EkStep’s AXL platform applies AI to the dual challenge of classroom heterogeneity and teacher workload. It combines a teacher assistant, which helps group students by learning level and recommend activities, with a student assistant, a conversational interface that provides level-appropriate exercises in local languages. Pilots in over 5,000 schools in Telangana and Karnataka cover several hundred government schools and are integrated with the national Sunbird/DIKSHA digital-public-infrastructure backbone. Teachers report that AXL simplifies classroom differentiation and that students, especially those in lower grades, engage more confidently with interactive, judgment-free practice. Although independent impact evaluations are still limited, AXL’s design—teacher-centered, open-architecture, multilingual, and privacy-conscious—illustrates how AI can scale proven approaches such as Teaching at the Right Level within public-school systems. Its open-source model also lowers barriers for state adaptation and local content creation.

Wadhwani AI – Oral Reading Fluency (Gujarat, India)

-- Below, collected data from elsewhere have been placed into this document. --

PR #1308, opened 2022-06-02
EVG-16962 Add breadcrumbs for auth checks

khelif96:
[EVG-15962](https://jira.mongodb.org/browse/EVG-15962)

### Description 
It may not be possible to tie an errored network request to a specific line of code through a stack trace. Graphql requests are technically dispatched by the Apollo client provider not from a useQuery function. (useQuery simply tells apollo provider that it wants some data and the Apollo provider handles the network request. (It does things like managing retries, updating the cache, etc). So the stack trace would never link to a line since the error does not technically originate from a given line in our code base.

Since we already leave breadcrumbs for Graphql requests i think it's fine to leave as is.

I did find a bug with how we were error checking requests for a breadcrumb they wouldn't say "Error" on the breadcrumb.

### DIFF
--- a/src/context/auth.tsx
+++ b/src/context/auth.tsx
@@ -1,6 +1,7 @@
 import React, { useContext, useReducer } from "react";
 import axios from "axios";
 import { environmentalVariables } from "utils";
+import { leaveBreadcrumb } from "utils/errorReporting";
 
 const { getLoginDomain } = environmentalVariables;
 interface AuthState {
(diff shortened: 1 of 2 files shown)


src/utils/request.ts
```diff
@@ -11,6 +11,7 @@ export const post = async (
   options: optionsType = {}
 ) => {
   try {
+    leaveBreadcrumb(`POST ${url}`, { body }, "request");
```
SupaJoon, line 14: In `authenticateIfSuccessfulLink` we call this function after we get a response. Why not do the same for `post`?

SupaJoon (approved):

src/utils/request.ts
khelif96: image

It happens automatically. 

Come to think of it this extra logging is probably a bad idea for post. We rarely use post but in the situations that we do we either send auth data or call some rest endpoint. Logging auth data including emails and passwords is a bad idea. (Although in this case it never gets hit in prod since we use okta).  I'll remove the POST logging altogether.

PR #2082, opened 2023-10-04
EVG-21018 Catch logout errors

khelif96:
EVG-21018

### Description
This has been pretty noisy on the ops-alerts channel. Looks like we aren't catching any errors when the logout request happens.


khelif96:
> The spam will continue until we stop calling the logout endpoint [here](https://github.com/evergreen-ci/spruce/blob/7c087559e4aff2f97f2429e5d162b4921d1ba00f/src/gql/GQLWrapper.tsx#L132) since the logout endpoint lives behind auth.

The logout endpoint is called whenever we get an unauthed graphql request. So adding some error handling should prevent the unhandled error from being sent to sentry.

Wadhwani AI’s Oral Reading Fluency (ORF) tool automates the labor-intensive task of assessing how well children can read aloud. Using speech recognition tailored to Indian languages and background-noise conditions, the tool records a student reading a short passage and instantly measures accuracy, speed, and error types. Teachers receive immediate feedback and digital reports, replacing manual checklists that can only be done infrequently. Since its launch, the system has been deployed across all 33 districts of Gujarat, reaching over 30,000 schools and completing more than six million assessments. Early field evidence suggests that frequent, low-burden diagnostics help teachers identify struggling readers faster and focus on remedial attention where it is most needed. While formal evaluations of learning outcomes are ongoing, the Gujarat experience demonstrates how AI can convert a paper-based, irregular process into a routine, data-driven element of classroom practice—an essential foundation for any personalized reading intervention.

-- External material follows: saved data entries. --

PR #2086, opened 2023-10-04
EVG-21009: Make distro settings page readonly if user lacks edit permissions

sophstad:
EVG-21009

### Description

- Make all forms disabled if user lacks edit permissions for a given distro. The save button would currently fail under these conditions, but making the page clearly view-only is more helpful than only notifying a user once their save fails.
- Limiting users who lack view permissions already works as designed
- Create, copy, and delete functionality is also appropriately gated

### Screenshots

Disabled general settings page. You can see that the "New distro" button is omitted, and the delete button is disabled as well.
Screenshot 2023-10-04 at 1 57 34 PM

Existing functionality for a user who lacks view permissions:
image

### DIFF
--- a/src/pages/distroSettings/tabs/BaseTab.tsx
+++ b/src/pages/distroSettings/tabs/BaseTab.tsx
@@ -1,6 +1,12 @@
+import { useQuery } from "@apollo/client";
 import { useParams } from "react-router-dom";
 import { Form } from "components/Settings/Form";
 import { GetFormSchema, ValidateProps } from "components/SpruceForm";
+import {
+  UserDistroSettingsPermissionsQuery,
+  UserDistroSettingsPermissionsQueryVariables,
+} from "gql/generated/types";
+import { USER_DISTRO_SETTINGS_PERMISSIONS } from "gql/queries";
 import { usePopulateForm, useDistroSettingsContext } from "../Context";
 import { FormStateMap, WritableDistroSettingsType } from "./types";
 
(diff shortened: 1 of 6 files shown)


src/pages/distroSettings/tabs/BaseTab.tsx
minnakt, line 1: Is it intentional that the disabled form auto-collapses the expandable cards? It may give a mistaken impression that they are empty 🤔

Screenshot 2023-10-04 at 8 06 17 PM

src/pages/distroSettings/tabs/BaseTab.tsx
```diff
@@ -15,12 +21,22 @@ export const BaseTab = <T extends WritableDistroSettingsType>({
   initialFormState,
   ...rest
 }: BaseTabProps<T>) => {
```
minnakt, line 23: If you'd like, I think it would be possible to overwrite the user's permissions in Cypress like what is done [here](https://github.com/evergreen-ci/spruce/blob/9b09e0609384d0a039165966bf933c92df5c8a60/cypress/integration/nav_bar.ts#L123), so that you can test the view-only UI in Cypress

P.S. I created [EVG-21024](https://jira.mongodb.org/browse/EVG-21024)

minnakt (approved):

src/pages/distroSettings/tabs/BaseTab.tsx
sophstad: Yeah I think this was set up as such for project settings so that read-only repo settings wouldn't be as prominent on the page. Frankly I don't think it's a huge problem as the expandable card is decently obvious but we can revisit if we receive feedback on this!

PR #2087, opened 2023-10-04
EVG-19973: Improve patch parameters modal

minnakt:
EVG-19973

### Description
Initially I was going to change this to use `Chip`, but the more I looked at it the less it made sense (like why do we list `key:value` in a badge in the first place)? And also, the `Chip` didn't look as good as I thought it would. 🤨

If it's a list of key-value pairs, I think it would make sense and be more readable if we put them into a table.

### Screenshots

Alpha School and the TimeBack System (United States)

Alpha School, a network of private schools in the United States, experiments with AI to compress formal instruction into what it calls a “two-hour school day.” Its proprietary TimeBack system monitors student engagement in real time—detecting when learners switch tasks, pause for too long, or drift off-task—and issues prompts that nudge them back to focus. Combined with adaptive learning apps for math, language, and science, this creates a continuous feedback loop that manages both content and attention. Internal reports claim that Alpha students’ progress at roughly twice the national rate, though independent verification is pending. The approach demonstrates how AI can optimize learning time and maintain motivation, not merely personalize content delivery. At the same time, it raises important questions about privacy, data use, and the cultural fit of attention-tracking tools in more constrained or lower-resource environments.